## EXTRACTED INFORMATION
Content starts

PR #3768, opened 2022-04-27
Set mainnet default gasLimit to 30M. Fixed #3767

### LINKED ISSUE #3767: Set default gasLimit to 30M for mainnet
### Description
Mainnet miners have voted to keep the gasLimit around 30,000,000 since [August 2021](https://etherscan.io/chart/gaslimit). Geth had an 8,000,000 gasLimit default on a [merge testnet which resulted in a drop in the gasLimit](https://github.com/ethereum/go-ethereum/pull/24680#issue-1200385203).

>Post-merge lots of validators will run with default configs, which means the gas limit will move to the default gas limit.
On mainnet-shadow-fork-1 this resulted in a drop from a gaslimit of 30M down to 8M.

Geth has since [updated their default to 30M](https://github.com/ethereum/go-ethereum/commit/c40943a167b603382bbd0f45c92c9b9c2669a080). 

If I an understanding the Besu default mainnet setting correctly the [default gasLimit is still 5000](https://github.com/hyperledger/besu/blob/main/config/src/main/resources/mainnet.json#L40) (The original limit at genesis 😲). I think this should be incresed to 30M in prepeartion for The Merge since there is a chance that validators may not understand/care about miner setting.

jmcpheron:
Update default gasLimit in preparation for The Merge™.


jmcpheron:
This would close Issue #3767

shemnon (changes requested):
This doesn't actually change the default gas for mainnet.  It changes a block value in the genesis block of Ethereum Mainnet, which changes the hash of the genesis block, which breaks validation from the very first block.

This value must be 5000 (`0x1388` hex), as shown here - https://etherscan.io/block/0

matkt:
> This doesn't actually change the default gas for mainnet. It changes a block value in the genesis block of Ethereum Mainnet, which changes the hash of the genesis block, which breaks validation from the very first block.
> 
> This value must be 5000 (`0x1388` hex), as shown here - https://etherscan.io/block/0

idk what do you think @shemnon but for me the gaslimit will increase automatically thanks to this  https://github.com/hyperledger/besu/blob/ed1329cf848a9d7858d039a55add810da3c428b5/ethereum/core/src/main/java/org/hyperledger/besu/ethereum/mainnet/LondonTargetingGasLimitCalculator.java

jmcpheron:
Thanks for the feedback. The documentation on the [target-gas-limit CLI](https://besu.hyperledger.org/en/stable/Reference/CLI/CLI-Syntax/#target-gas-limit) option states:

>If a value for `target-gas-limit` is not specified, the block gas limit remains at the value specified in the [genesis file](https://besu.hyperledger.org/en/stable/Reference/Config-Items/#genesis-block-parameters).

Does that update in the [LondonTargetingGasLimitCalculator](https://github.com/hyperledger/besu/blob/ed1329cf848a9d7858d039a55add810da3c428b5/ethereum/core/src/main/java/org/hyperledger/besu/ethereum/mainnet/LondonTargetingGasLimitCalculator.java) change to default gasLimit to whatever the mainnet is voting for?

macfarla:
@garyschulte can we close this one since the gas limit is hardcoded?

Content ends
Content starts

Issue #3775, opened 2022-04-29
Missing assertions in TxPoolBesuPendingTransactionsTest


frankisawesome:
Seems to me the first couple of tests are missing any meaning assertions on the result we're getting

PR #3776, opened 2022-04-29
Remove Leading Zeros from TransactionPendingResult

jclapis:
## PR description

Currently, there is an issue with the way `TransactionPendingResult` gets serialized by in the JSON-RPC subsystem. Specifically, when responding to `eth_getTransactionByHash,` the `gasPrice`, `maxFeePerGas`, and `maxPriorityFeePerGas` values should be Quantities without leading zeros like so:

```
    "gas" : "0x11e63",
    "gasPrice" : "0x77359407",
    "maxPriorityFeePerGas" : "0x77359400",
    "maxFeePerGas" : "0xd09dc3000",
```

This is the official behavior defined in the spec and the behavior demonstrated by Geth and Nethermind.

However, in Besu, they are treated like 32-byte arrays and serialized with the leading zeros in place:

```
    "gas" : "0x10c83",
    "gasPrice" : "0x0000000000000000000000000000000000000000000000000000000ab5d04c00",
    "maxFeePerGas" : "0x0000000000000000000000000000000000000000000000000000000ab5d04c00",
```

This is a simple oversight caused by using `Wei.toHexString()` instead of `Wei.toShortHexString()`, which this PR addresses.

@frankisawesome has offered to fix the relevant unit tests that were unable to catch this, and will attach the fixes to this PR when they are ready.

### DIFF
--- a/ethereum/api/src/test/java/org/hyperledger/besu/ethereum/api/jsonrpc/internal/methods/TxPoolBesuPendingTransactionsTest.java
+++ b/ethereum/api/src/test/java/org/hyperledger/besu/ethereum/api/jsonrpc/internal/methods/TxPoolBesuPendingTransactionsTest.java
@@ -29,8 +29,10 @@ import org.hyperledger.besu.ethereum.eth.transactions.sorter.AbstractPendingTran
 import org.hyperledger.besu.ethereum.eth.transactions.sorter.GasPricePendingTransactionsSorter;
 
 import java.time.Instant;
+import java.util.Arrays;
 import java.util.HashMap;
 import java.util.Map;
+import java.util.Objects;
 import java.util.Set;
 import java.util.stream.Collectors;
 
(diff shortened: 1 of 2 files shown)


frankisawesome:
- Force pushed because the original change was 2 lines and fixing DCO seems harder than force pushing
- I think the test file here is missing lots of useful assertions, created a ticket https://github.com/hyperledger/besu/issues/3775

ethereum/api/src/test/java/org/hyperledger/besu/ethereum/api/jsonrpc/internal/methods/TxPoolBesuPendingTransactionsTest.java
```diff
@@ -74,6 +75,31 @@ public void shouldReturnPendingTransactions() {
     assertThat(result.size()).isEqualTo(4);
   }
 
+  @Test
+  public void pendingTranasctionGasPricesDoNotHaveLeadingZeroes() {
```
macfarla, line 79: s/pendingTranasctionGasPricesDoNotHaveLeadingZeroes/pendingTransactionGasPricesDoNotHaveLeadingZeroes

Content ends

## WHAT THE TASK REQUIRES
Look for the word "maxFeePerGas". Copy out every line of the data that has it.

## ANSWER SPACE
Currently, there is an issue with the way `TransactionPendingResult` gets serialized by in the JSON-RPC subsystem. Specifically, when responding to `eth_getTransactionByHash,` the `gasPrice`, `maxFeePerGas`, and `maxPriorityFeePerGas` values should be Quantities without leading zeros like so:
    "maxFeePerGas" : "0xd09dc3000",
    "maxFeePerGas" : "0x0000000000000000000000000000000000000000000000000000000ab5d04c00",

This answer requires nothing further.